Providing insight specifically to users on why action was taken against their content is a central pillar of the Santa Clara Principles, which were created in 2018 by a group of scholars, organizations, and advocates of transparency. However, where the OCPA fails users is by not fully understanding how content moderation works in practice. Critics of bills such as OCPA argue that they do not allow for the flexibility and adaptability that is required in content moderation. Rather, they are trying to solve a problem on the false premise that “the internet — and bad actors on the internet—are a static phenomena,” as Masnick puts it. While it is important to communicate the content moderation policies, it is also critical to communicate that these standards are changing.

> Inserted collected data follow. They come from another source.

PR #459, opened 2026-08-09
Cure the capped instance-reset bad login: eviction merge + loading-notify map fix (+ login op hardening)

### LINKED ISSUE #457: Fast relog after in-instance /camp: server returns a still-logout-stunned player with a partial world; state persists across relogs
## Summary

Using the solo dungeon-reset trick (log out inside an instance, get kicked from the group while offline, log back in at the instance start), roughly 1 in 5 re-logins comes back broken: the world is missing most of its objects ("all mobs invisible, including the scepter portal"), or in a variant we have not yet captured, the loading screen never completes. **Once one login breaks, subsequent re-logins also break** — the state persists server-side for 10+ minutes and across a full proxy restart — until the player stays offline long enough for it to clear.

Reported from Maraudon Princess farming on Kronos V (reporter reproduces ~1/5 nightly). Two-account repro procedure confirmed working by us (the trick part; the broken state not yet self-reproduced — GM instant-logout and PTR caveats apply to our attempts).

## The broken-login fingerprint (uniform, 7/7 captured failures)

| dimension | healthy (23 logins) | broken (7/7) |
|---|---|---|
| player create `UNIT_FIELD_FLAGS` | `0x1008` | **`0x41008` — `UNIT_FLAG_STUNNED` (0x40000) still set** |
| stun aura present | — | **none — flag without aura = the artificial logout stun** (#431 detector: `artificial_logout_stun: true`) |
| self-create delay after `SMSG_LOGIN_VERIFY_WORLD` | 11–190 ms | **818–832 ms** (tight band, every wedge-entry login; echoes the +844 ms init drift in the 2026-07-19 stuck-stun golden capture) |
| NPC creates in first 12 s (Maraudon entrance) | 41–61 | **12–15 (~25 %)** — measured at proxy input, i.e. the server sent a partial world |
| wall-clock wait before re-login | 16–157 s all healthy | 13 / 29 / 40 / 53 / 88 s — **uncorrelated** |

The chain evidence: three consecutive broken logins spanning ~10 minutes and a **proxy restart** (fresh process, fresh sockets, fresh session — first login of the new process still broken).

## Why this is pinned server-side

1. `UNIT_FIELD_FLAGS` and logout-timer state are runtime-only — no DB column can deliver `STUNNED` into a fresh login's create. A stunned create **proves** the server built it from a still-live, still-mid-logout player object.
2. The create shortfall and the ~825 ms stall are both measured at the proxy's *input* from the server.
3. Persistence across a full proxy restart rules out proxy session state as the carrier.
4. In cmangos terms (interpretation, not a claim about Kronos internals): this matches `HandlePlayerReconnect` — reachable only while the session still holds a logging-out player — except that on Kronos the path evidently does **not** clear the logout state on completion (cmangos does, `CharacterHandler.cpp:1065`), which would make the wedge self-sustaining exactly as observed.

## Disclosed proxy-side residuals (adversarially reviewed, none affect the pinning above)

- Our relogin flow is not native-shaped (old legacy TCP closed + new connection authenticated with the cached session key ~450 ms before `PLAYER_LOGIN`, vs a native client's single persistent socket). It runs identically on all 23 healthy logins, so it is not sufficient to cause this — but a native-1.12-client control run has not been done, so "necessary co-factor" is not excluded.
- #431's cure synthesizes `CMSG_LOGOUT_CANCEL` on each wedged login. We cannot yet rule out that this interferes with the server's deferred logout finalization (i.e. participates in the wedge's *persistence*). Testable by disabling the #431 strip/cancel for a run.
- The reporter's procedure includes a group-kick while offline; all reporter captures ran with DebugOutput off, so whether the kick is required for wedge entry is unconfirmed.

## Proxy status

#431's layers correctly detect and strip the baked stun/root on every broken login (the movement half of the symptom is already cured). The partial world is **not proxy-curable**: the creates never arrive, and vanilla has no re-request protocol. Best available proxy-side actions: an always-on anomaly breadcrumb (fires only on the fingerprint) and reconcile-on-ready from the object cache (world-entry contract stage 4, speculative).

## Artifacts

Reporter (Kronos V, DebugOutput off): `jimsproxy20260804150729.jsonl` (L6 broken), `Mara Bad Logins/jimsproxy-20260804-214504.jsonl` (L10), `…-234452.jsonl` (L1+L2 chained), `Bad Login 3/jimsproxy-20260806-112244.jsonl` (L6), `…-122321.jsonl` (L1+L2 chained across restart). Ours (healthy baseline, DebugOutput+PacketsLog on): `jimsproxy-20260806-211548.jsonl` + `modern_42597_1786076161.pkt` (full wire of a healthy trick cycle), `jimsproxy-20260806-221155.jsonl`.

## Next steps

1. Hand the simple repro + fingerprint to the Kronos dev (three-client repro on a local core; watch what the login path does when the old player object is still mid-logout, and whether that path clears the logout state).
2. Native-1.12 control run (closes residual 1).
3. Optional A/B with #431 strip/cancel disabled (closes residual 2).

https://claude.ai/code/session_015RAux1Ane71zQ6U8jRwihd

jameopotato:
This PR now cures **both halves** of the capped instance-reset bad login (Maraudon/Deadmines reset trick at the 5/hour cap): the stuck-loading first login AND the "stunned" (no turn/no cast) + invisible-world state. Two commits, three mechanisms.

## Commit 1 — Login-eviction merge (the stuck-loading half)

Unchanged from the original PR (see the first revision of this body / CHANGES.md): when a login names an instanced map, hold the client-facing stream; if the over-cap eviction's `TRANSFER_PENDING`+`NEW_WORLD` follows, rewrite the held login-verify to the destination and synthesize the worldport-ack — the client does ONE clean load instead of the login-then-instant-transfer that permanently hangs its loading screen. **Field-verified 2026-08-09** (merged event on the wire, dismissal +568ms, no force-close; healthy logins unchanged).

## Commit 2 — The map-header fix (the stunned + invisible-world half, THE root cause)

`Server/PacketHandlers/CharacterHandler.HandleLoadScreen` trusted the client's `CMSG_LOADING_SCREEN_NOTIFY` MapID unconditionally. That notify echoes the map the loading screen **opened** with — the char-list map (36, inside the instance) — not where the server actually put the player (map 0 after the eviction). And `UpdateObject.Write()` stamps `CurrentMapId` into the **MapID header of every `SMSG_UPDATE_OBJECT`**, which the 1.14 client validates against its own map and **silently discards on mismatch**. Consequences from the loading screen's dismissal onward, on every mismatched login:

- The server's stun-clear values-update never applied → the client rationally kept believing it was stunned → **no turn, no cast, "You can't do that while you are stunned"**. Walk/strafe still worked because unroots ride force-ops that carry no map header — the corrupt "half-stun" explained.
- No creates applied → **invisible mobs / partial world** (the reporter's original symptom, the client-side component of issue 457).
- `/reload` can't fix proxy-side corruption; relog sends a fresh, correct notify → cured. The wild "~1 in 5" = whether the char-list map happened to be stale at that relogin.

The fix is a one-line guard: only accept the client's notify map when `CurrentMapId == null` (session seed); the server-derived sources (`LOGIN_VERIFY_WORLD` / `NEW_WORLD` / `INIT_WORLD_STATES`) are authoritative and always follow.

**How it was found:** the client-side hypotheses (construction latch, op-ordering — Mirasu R55/R56) were falsified in vivo first; then an interleaved same-evening build matrix on the live repro (two characters, slot-switch comparisons minutes apart) split clean/locked perfectly by build: **5/5 clean with the guard, 0/4 without** (18:43, 22:11, 23:14 locked; 21:05, 21:13, 21:14, 22:15×2 clean). The smoking-gun capture shows `showing=false, map_id=36` arriving while the client stands on map 0, with every subsequent proxy packet built from the corrupted value. Test-identity was verified three ways (lifecycle exe paths, binary hashes + string markers, runtime event fingerprints).

## Commit 2 also ships — PreCreateOpHold (login hardening)

Built as the suspected stun cure under the R56 ordering hypothesis, falsified in the field, **kept deliberately**: the wedge login's pre-create control ops went permanently unacked (R49 dead-zone behavior); with the hold, the client acks every force-op leg (previously 2 roots → 1 ack; now 4/4 at ~+377ms). Zero cost on healthy logins — their ops already arrive after the create (12/12 corpus), so nothing is ever held. Kill switch `LoginPreCreateOpHold` (default on), packet-driven releases only (self-create forward / login-failed discard / disconnect fail-open), 13 red-proven state-machine tests. This is the exact configuration that went 5/5 in the field; shipping it as tested.

## Verification

- Suite 814/814 (20 merge tests + 13 op-hold tests + baseline), both new state machines red-proven by mutation.
- Field: the interleaved matrix above, plus both merge-path and no-transfer wedge shapes covered.
- Field gate before tag: capped wedges show turn+cast immediately with **full mob visibility** (the invisible-world half should be cured by the same guard — explicit check requested), healthy logins byte-identical behavior.

## Review notes

- The `IsFirstEnterWorld`/transport-synth/speed-reassert divergences of the merge are documented in the first commit (unchanged).
- `login.eviction_merge.merged`, `login.precreate_op_hold.released` and their anomaly events are always-on (fire only on the bug); per-login events DebugOutput-gated.
- Not in this PR: the server-side wedge itself (Kronos re-attaches a still-logging-out player and stalls its create ~600–800ms) — that remains upstream-reportable; this PR makes the client experience of it fully clean.

https://claude.ai/code/session_01EN4xDoP47Ubg8nC8M4wgXG


jameopotato:
## Field verification 2026-08-09 — PASS (loading-screen half)

Capped Deadmines reset repro on this branch build (`5.2.0-login-eviction-merge.1+15(a880b5f)`, DebugOutput+PacketsLog ON, session `jimsproxy-20260809-002143.jsonl` + `modern_42597_1786260124.pkt`):

**The previously-stuck login (capped):** hold armed at LOGIN_VERIFY map 36 (stale inside pos -14.57,-385.48 — the exact wedge fingerprint) → `login.eviction_hold.transfer_pending` +19ms (map 0) → **`login.eviction_merge.merged`** +21ms (dest -11208.7, 1675.9 = Deadmines entrance, 18 held packets, hold_ms 32) → client single-loaded and **dismissed the loading screen at +568ms** (`loading_screen_notify(showing=false)` on the wire; INIT_ACTIVE_MOVER_COMPLETE +465ms). Player visually confirmed loading outside the instance. **No force-close needed — the stuck-loading symptom is gone.**

**Healthy control (uncapped trick login, same session):** `login.eviction_hold.started` → `released_healthy` (22 held packets, hold_ms 0) — single load, unchanged behavior. Cure relog afterward (continent map 0) correctly armed nothing. No `transfer_aborted` / `flushed_fail_open` anomalies.

**Known-limit half, as disclosed in the PR body:** the wedge's stun still rides the merged login (create raw `262152` (0x40008) + `artificial_logout_stun=true`; #431 stripped the create, server cleared the flag +1204ms, player still turn/cast-locked until relog). That is the separate construction-latch fix (step 2, client-RE pending) — this PR never claimed to cure it.

One observation for the record: the synthesized worldport-ack makes the server emit its transfer-arrival ceremony (ROOT+CONTROL_UPDATE+UNROOT at +187ms) in addition to the login ceremony, all pre-INIT_AMC — same dead-zone class as the old flow (which delivered the same ceremony pre-init too), no observed regression, noted as the composition point for the stage-3/step-2 work.

jameopotato:
Second commit pushed (187f3e6d): the stunned/invisible-world half is cured — root cause was OUR pre-existing loading-notify trust corrupting the UpdateObject MapID header (client silently discards mismatched updates post-dismissal, so it never saw the stun-clear or any creates). PR body rewritten with the full mechanism, the interleaved 5/5-vs-0/4 field matrix, and the op-hold's reframe from suspected-cure to kept-hardening. The earlier field-verify comment's 'stun half is a separate fix' framing is superseded.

In the run-up to the 2020 election, platforms had to modify their policies to respond to how their systems were being abused. A week after former President Trump told the far-right Proud Boys to “stand back and stand by,” Facebook, Twitter, and, later, YouTube adapted their policies to say that they will take action on content that encourages or incites violence at polling places. It’s easy to argue that platforms should have already had policies such as these in place, but mandates from Congress on what should be disclosed in policy documents can’t predict what rules are needed as circumstances change. Nor does mandatory disclosure encourage policy iteration.

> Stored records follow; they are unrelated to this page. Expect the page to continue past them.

PR #464, opened 2026-08-13
Clear the auto-attack handshake on an empty-victim ATTACK_STOP

### LINKED ISSUE #450: Killing white blow presents seconds late (floating text + swing sound after loot window) — trailing ATTACKER_STATE_UPDATE lands after #389's preempt stop

jameopotato:
## Symptom

Charge a mob that is **evading/leashing back from another fight** and your character stops being able to fight it — no melee swings at all, and abilities stop working too. Movement stays completely normal, so it reads as a broad "combat lockout". Reported 2026-08-12 (warrior, charged a wolf that had just killed a critter); logged out ~35s later still unable to act.

## Root cause

Kronos answers the Charge with `SMSG_ATTACKSTOP(player, 0)` instead of `SMSG_ATTACKSTART` when it refuses the engage. The modern client re-sends `CMSG_ATTACK_SWING` ~200ms later.

`HandleAttackStop` only cleared the swing handshake when the stop's victim **matched** `CurrentAttackTarget`. An **empty** victim matched nothing, so it fell into the `else` "target-switch — preserve the new target" branch and cleared nothing. `CurrentAttackTarget` stayed pinned to the mob and `WaitingForAttackStart` stayed true, so the de-dupe guard in the `CMSG_ATTACK_SWING` handler ate the retry **and every later one**. The swing never reached the legacy server again. Only `SMSG_CANCEL_COMBAT` could unwedge it, and it never arrived.

A stop naming **no** victim can't be a stale stop for the old target of a switch — it means "you have no attack target at all". This treats it as a rejection and clears the handshake. Over-clearing is the safe direction: worst case is one redundant `CMSG_ATTACK_SWING` forwarded, which is exactly what the client asked for.

This is the empty-victim sibling of `8c2c34e6` ("auto-attack stuck for ~30s when server rejects CMSG_ATTACK_SWING"), which fixed the named-victim form and explicitly assumed a non-matching victim implied a target switch. **That fix shipped without tests**, which is why the hole survived three months.

## Why the casts died too — same cause, not a second bug

Warrior rage income is ~6–9 per swing. With zero swings the only income was ~0.85 per incoming hit. Sunder Armor costs 15 rage (measured on the wire: 24.3 → 9.3 across the cast). Rage sat at **9.3** after the second Sunder and didn't cross 15 again for **8.5s** — every press in that window is refused *client-side* and emits no packet at all, which is why the capture looks silent while the player was pressing buttons.

## Wire evidence

`modern_42597_1786595484.pkt`, player low=27032, wolf low=4628, Charge at t=0:

```
+0.000  C2S CMSG_ATTACK_SWING(4628)          forwarded
+0.219  S2C SMSG_ATTACK_STOP(player, EMPTY)  legacy op 324; victim mask bytes are 00 00
+0.422  C2S CMSG_ATTACK_SWING(4628)          swallowed by the de-dupe guard
```

- **Zero** player `SMSG_ATTACKER_STATE_UPDATE` for the remaining 26s (~8 expected at his 3.20s median swing). Every ASU in the fight is the wolf hitting him. His last swing in the whole session was 18.9s *before* the Charge.
- Of the **8 Charges** in that session, the 6 answered with `ATTACK_START` were fine; the **2** answered with an empty-victim stop wedged — both against a mob that had just finished fighting another mob.
- The earlier one (t−386s, mob 5477) recovered only because a second Charge produced a real `ATTACK_START` 30.4s later. During those 30.4s: zero swings, zero casts, rage decaying 21 → 0. In the wolf fight he was in combat so Charge was unavailable — it never recovered.
- `combat.attack_stop_preempted` did **not** fire in the window, so #450/#452 are not involved. The stop is `packet.in s2c` — genuinely from Kronos, not synthesized.

## Change

Decision logic moves to `GameSessionData` as two pure operations — `TryBeginLocalPlayerAttackSwing` / `ApplyLocalPlayerAttackStop` — so it is testable without a socket, matching the existing `TryClearSettledAttackTargetOnDeath` precedent. The socket layer keeps only the "forward a deferred stop" decision.

Behaviour is otherwise unchanged: deferred-stop flush, settled-target clear, matching-victim rejection and target-switch preservation all keep their existing semantics, each now with a regression test.

## Testing

Red-green-red performed, per house rule:

1. With the fix: **854/854 pass** (847 baseline + 7 new).
2. Reverting **only** the `|| stopVictim == WowGuid64.Empty` clause: `ChargeAtEvadingMob_EmptyVictimStop_DoesNotWedgeAutoAttack` fails with `PreserveTargetSwitch` instead of `ClearRejectedHandshake` — the exact fall-through branch — and **no other test moves**.
3. Restoring it: **854/854**.

The regression test replays the captured sequence verbatim and asserts the second swing is forwarded.

**Suggested in-game check:** aggro a mob onto a critter (or walk it out of leash range), then Charge it during its return. Before: no swings for the rest of the fight. After: auto-attack engages normally. Field workaround for anyone who hits it on an older build — attack a *different* target once, which passes the de-dupe guard.

https://claude.ai/code/session_015BwjtWNMgHDNdk6DSjKPEz


jameopotato:
## Correction to this PR's framing (not the fix)

Two claims in the description and commit message overstate what the capture supports. The packet facts quoted are accurate; the interpretation built on them was not. Flagging it here so the record is straight.

**1. "2 occurrences" conflates two different things.** There were **two wedges at the packet level, but only one experienced lockout.**

The earlier one (t−386 s, mob 5477) was asymptomatic. Across that 30.4 s window rage decayed net monotonically 21.0 → 0.0, and there were **zero `ATTACKER_STATE_UPDATE` in either direction** — rage only decays out of combat, and nobody was hitting anybody. So the player charged, the engage was refused, he pressed attack once more (the swallowed swing), nothing happened, and he was **out of combat the whole time** until re-charging the same mob 30 s later. That is a charge that whiffed, not a lockout. The reporter confirms he only ever experienced one.

Contrast the wolf fight, where rage *climbed* 9.3 → 22.4 under an ASU every 2.0 s.

**2. "The mob had just finished fighting another mob" is correlation, not established mechanism.** Two samples. I don't actually know what makes Kronos emit `SMSG_ATTACKSTOP(player, 0)` here, and I presented that inference with more confidence than the evidence carries.

A field repro attempt since then sharpens it: charging a mob **early** in its leash (just turned to run back, deep in evade) got the Charge **rejected outright** — no animation, no `SPELL_GO` — so nothing wedged, and the player engaged normally after catching up. In the wolf case the Charge **executed** (`SPELL_START` → `SPELL_GO` → `SPELL_ENERGIZE_LOG`, rage 16.1 → 37.1) and the empty-victim stop came in that same 219 ms burst. Working hypothesis is therefore the evade→normal **transition** — the wolf was nearly done leashing and started swinging right after — rather than evade generally. That is a hypothesis, not a mechanism, and it is not reproducible on demand.

**3. Consequence for the notes.** This is rarer than the description implies, and the symptom only persists when the mob happens to re-aggro you (keeping you in combat so Charge is unavailable to self-heal it). It should sit low in any patch-note ordering, not read as a commonly-hit fix.

## What is unaffected

The defect itself. `ATTACK_STOP(player, EMPTY)` arriving while `WaitingForAttackStart` is true takes the target-switch fall-through, pins `CurrentAttackTarget`, and the de-dupe guard then eats every retry — proven at byte level (victim mask bytes `00 00`), with the red-green-red on the regression test unchanged. **The fix does not depend on knowing the server-side precondition**: whatever causes the empty stop, the proxy has to recover from it, and before this change it never did.

Follow-up: adding an always-on `Log.Event` for this condition so field frequency can be measured without needing a repro — the repro gate can't realistically close on a timing window this narrow.

⚠️ The source artifacts (`modern_42597_1786595484.pkt`, `jimsproxy-20260812-213115.jsonl`) were deleted when `Downloads\JimsProxy-beta3\` was redeployed, so the numbers above cannot be re-derived from the capture.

Regardless of what transparency Congress decides to demand more of, it’s imperative to understand there are tradeoffs inherent to mandatory transparency regulations and therefore a need for nuanced solutions. If Congress were to require platforms to disclose certain types of data, one potential consequence is that platforms will devote most or all of their resources toward addressing the types of abuse they have to report and neglect those that aren’t mandated, either because they don’t want to look or because they don’t have any resources left to do so. The PACT Act, for example, would require reporting on the total number of “illegal content, illegal activity, or potentially policy-violating content” on a given platform that was a) flagged; b) acted on by the platform; c) and appealed and then restored, along with a description of the tools or practices used to enforce its policies. Under a regime such as this, if a platform doesn’t include misinformation or disinformation in its community standards and state that it will take action against it, because that content isn’t illegal by law, a company wouldn’t be required to address it in a mandatory disclosure.

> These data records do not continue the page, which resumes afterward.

Issue #468, opened 2026-08-13
Observers see a player stuck in the melee attack pose after their kill — server-side attack is never stopped


jameopotato:
## Report (2026-08-13, two-box observation)

A hunter observing a warrior (separate proxy processes) saw the warrior remain in the drawn-weapon melee attack pose after the warrior's target (a wolf) died. The warrior's own client had left the pose normally; only observers kept seeing it. Longstanding — noticed before, reproduced during beta.3 gate testing.

## Mechanism

This is the third symptom of **#450 finding 1**, the deliberately-deferred half of the killing-blow work:

1. Since #389, the proxy synthesizes the local `SMSG_ATTACK_STOP` at kills, so the modern client — believing the server already stopped it — **never sends `CMSG_ATTACK_STOP`** (pre-#389 captures show the client sent it at every kill; post-#389 sessions show zero at kills).
2. Kronos therefore keeps the player's server-side auto-attack running against the corpse — proven by `ATTACKSWING_DEADTARGET` arriving 0.2–1.6s after **every** kill (9/9 in `jimsproxy-20260812-141139.jsonl`, 1/1 in `jimsproxy-20260813-134737.jsonl`).
3. A server that believes the attack is still running **never broadcasts `ATTACK_STOP` for that player to observers**. The local synth stop only reaches the killer's own client.
4. Observers' clients render the attack pose until some later attack-state edge for that player arrives (attacking a new target, logout, etc.).

Symptom ledger for the underlying defect: (1) red DEADTARGET error after every kill, (2) server-side corpse-swinging, (3) stuck attack pose for everyone observing a proxy user's kills. Native 1.12 clients are unaffected as attackers (they still send their own stop).

## Fix direction (one PR, both halves)

- **Root fix:** proxy-initiated legacy `CMSG_ATTACK_STOP` when the kill preempt fires — restores what the pre-#389 client did, stops the corpse swings, and produces the observer broadcast. Needs care around the #321 swing-start/target-switch state machine (why it was split out of #452).
- **Observer-side belt-and-suspenders:** melee equivalent of `RetractObservedShootersOnUnitDeath` (CombatHandler already lowers observed *shooters'* bows when their victim dies) — drop an observed attacker's melee pose on victim death, so our users see correct poses regardless of the attacker's client.

Refs #450, #452, #389.

PR #481, opened 2026-08-18
Post-kill upstream CMSG_ATTACK_STOP: close the per-kill attack-state desync

jameopotato:
> [!IMPORTANT]
> **⛔ HOLD — needs IN-FIELD verification before this merges (2026-08-18).** Stays draft until a live session on this build passes the field gate below: `combat.attack_stop_upstream_synth` on settled kills, `combat.attack_stop_upstream_echo_swallowed` ~200ms later, per-kill `ATTACKSWING_DEADTARGET` stragglers gone from the PacketsLog, and **no post-kill auto-attack re-engage regressions** (target-swap `ATTACK_STOP`+`SET_SELECTION`+`ATTACK_SWING` sequences must keep working). Scope note from the 2026-08-18 review: this is a **#389-regression hygiene fix** (the preempt suppressed the client's own kill-time stop, wire-proven by the pre-preempt 06-20 capture) — it makes **no claim on the stuck-button bug**, which predates #389.

## Symptom

After essentially every kill, the legacy server and the modern client spend 1.4–3.5 seconds disagreeing about whether the player is auto-attacking. Field shape (Jimothy, Silithus, 2026-08-18 capture): kill a mob with Execute → auto-attack stops and will not restart, ability presses feel dead, and in the fatal window the sunder-macro button sat stuck highlighted until death. This is the window where the post-kill stuck-highlight family (Sunder/Charge/Mount, "commonly after a kill") clusters.

## Evidence (`Downloads\JimsProxy-feared-sitting\`, `modern_42597_1787075164.pkt` + `jimsproxy-20260818-104556.jsonl`)

- Our kill-time preempt (`#450`/`#452`) sends the modern client `SMSG_ATTACK_STOP(NowDead)` — client-only. The client, told it stopped, never sends `CMSG_ATTACK_STOP` (modern auto-attack is server-authoritative).
- Kronos does not stop the killer's swing on victim death either: a **legacy `SMSG_ATTACKSWING_DEADTARGET` straggler follows ~every kill** (26 swing errors across ~26 kills), forwarded to the client as `AttackSwingError(DeadTarget)` 1.4–3.5s after the kill — proof the server was still swinging the corpse after we told the client it stopped.
- Fatal window (11:09:16→11:09:20): Execute kills the mob and zeroes rage in the same burst (`SMSG_POWER_UPDATE` decode: rage never exceeds 2.7 before death); target auto-clears; a live add is selected at +0.2s; then **zero c2s casts AND zero c2s attack commands for 3.7s** despite `/targetenemy` + `/startattack` + `/cast` macro presses. Rage explains the silent casts (Sunder 15/Cleave 20); nothing wire-side explains a silent `/startattack` with a live target — the client's attack state was wedged. The `DeadTarget` error landed mid-window (+459.2). The session's earlier structural replica death **without** a straggler produced no stick report.
- Scope honesty: the 08-03 **permanent** sticks (eat-context, `STUCK-MOUNT-BUTTON-20260803`) sit 20–28s from any kill or swing error — this change targets the kill-window desync class only, not that one.

## Fix

When the settled-attack preempt fires in `HandlePartyKillLog`, also send the legacy server the `CMSG_ATTACK_STOP` a real 1.12 client would have produced, so both sides agree the melee ended — the corpse-swing straggler (and its `DeadTarget` error mid-press) stops existing.

Kronos echoes that stop naming the corpse (wire-verified via this capture's retarget stops, which echo with the victim guid ~200ms later). `HandleAttackStop` consumes the echo via a new bounded pending set on `GameSessionData` (`RecordSyntheticUpstreamAttackStop` / `TryConsumeSyntheticUpstreamStopEcho`, pure) — **exact victim match only**, checked *before* the armed-preempt consume and `ApplyLocalPlayerAttackStop`:

- forwarding it would hand the client a duplicate stop;
- running the handshake bookkeeping could tear down a swing the player re-started within the echo RTT (the 2026-08-13 empty-victim wedge family);
- empty-victim stops always fall through unchanged (they can be real CC/death/refusal stops);
- ordering means a pathologically early echo can never eat the still-armed client stop;
- **review hardening (2026-09-05):** a pending entry is retired by the server's own `SMSG_ATTACK_START` naming the same victim (`InvalidateSyntheticUpstreamStopEcho` in `HandleAttackStart`). Static spawns keep their low guid across respawns on mangos-family cores and a player victim's guid never changes, so an echo that never came must not be left to swallow a genuine later stop on the re-engaged unit.

Diagnostics `combat.attack_stop_upstream_synth` / `combat.attack_stop_upstream_echo_swallowed` are DebugOutput-gated per the diagnostics policy.

## Kill switch

`PreemptAttackStopUpstream` (default **on**). `false` restores today's client-only preempt byte-for-byte.

## Tests

`AttackStopUpstreamEchoTests` (11, red-first — suite fails to compile without the primitives; stubbing the consume to always-false fails 5/8; a no-op invalidate fails the retirement test):
- exact-once consume; wrong-victim / empty-victim / nothing-pending negatives; record-empty ignored; FIFO bound eviction (8, oldest first);
- full kill → re-engage-inside-RTT → echo sequence leaves the new swing handshake untouched;
- disjointness: with nothing pending, a corpse-named stop mid re-engage still resolves `PreserveTargetSwitch` (existing #464/#321 semantics unchanged);
- ATTACK_START retirement: same victim retired, other victim left intact, nothing-pending / empty-victim no-ops.

Suite **972/972** (2026-09-05, on the v5.2.1-beta.1 tip, after the review hardening).

## Field gate (DebugOutput on)

Grind kills: expect `combat.attack_stop_upstream_synth` on each settled kill and `…_echo_swallowed` ~200ms later, and the per-kill `ATTACKSWING_DEADTARGET` stragglers to disappear from the PacketsLog. Watch specifically for post-kill auto-attack re-engage feeling unchanged-or-better (the swap sequences `ATTACK_STOP`+`SET_SELECTION`+`ATTACK_SWING` must keep working — covered by the exact-match + empty-fall-through design). Falsifier: any new failure to re-engage auto-attack after a kill → flip the kill switch and report.


jameopotato:
Field verification, 2026-08-30, build 5.2.1-fix-preempt-stop-upstream.1+6 (caf325d), Kronos V grind session (38 min, 50 kills; jimsproxy-20260830-084225.jsonl + modern_42597_1788104553.pkt):

- Zero ATTACKSWING_DEADTARGET packets in the whole session. Capture census: 33 swing errors, all NotInRange/BadFacing, reason DeadTarget zero times. On prior builds it followed roughly 70% of kills, at exactly lastWhiteHit + N x 3200ms (the weapon period).
- 34 of 50 kills had a settled auto-attack on the victim: 34/34 `combat.attack_stop_upstream_synth`, 34/34 `combat.attack_stop_upstream_echo_swallowed` about 200ms later. The capture shows exactly 34 player-attacker NowDead stops (the preempts) and no leaked echo duplicates reaching the client.
- The falsifier did not fire: 805 attacker-state updates and 64 organic player stop/starts through constant retargeting, no re-engage failures.
- Player-facing result: the blatant post-loot white damage pops (#450) are gone; one mild late swing remained, consistent with the client-internal animation deferral this PR does not touch.

Likely also the fix for #468 (the server-side corpse swing is what observers were seeing); that one needs an observer sighting to confirm and stays open.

Any time Congress requires platforms to look for certain content, it requires monitoring all users’ speech on any given platform for that content. While we may want answers about the prevalence of content questioning the efficacy of COVID-19 vaccines, doing so requires monitoring all speech for vaccine hesitancy. This may be a trade-off we are willing to make, but consideration of that privacy tradeoff is currently missing from the debate. These and other tradeoffs need to be factored into the conversation of transparency.
With legislation that applies to the many different types of social media platforms, let alone all the entities that Section 230 applies to, regulation risks losing a level of specificity that is important in meaningful transparency. What may be a good content moderation practice for YouTube in dealing with videos of political misinformation may not transfer to political misinformation on Reddit, a forum made up of text and memes. By introducing an apply-all policy, we lose the opportunity to address issues in a specific and tailored way that could prove more helpful in the long run.
Carly Miller is a research analyst at the Stanford Internet Observatory.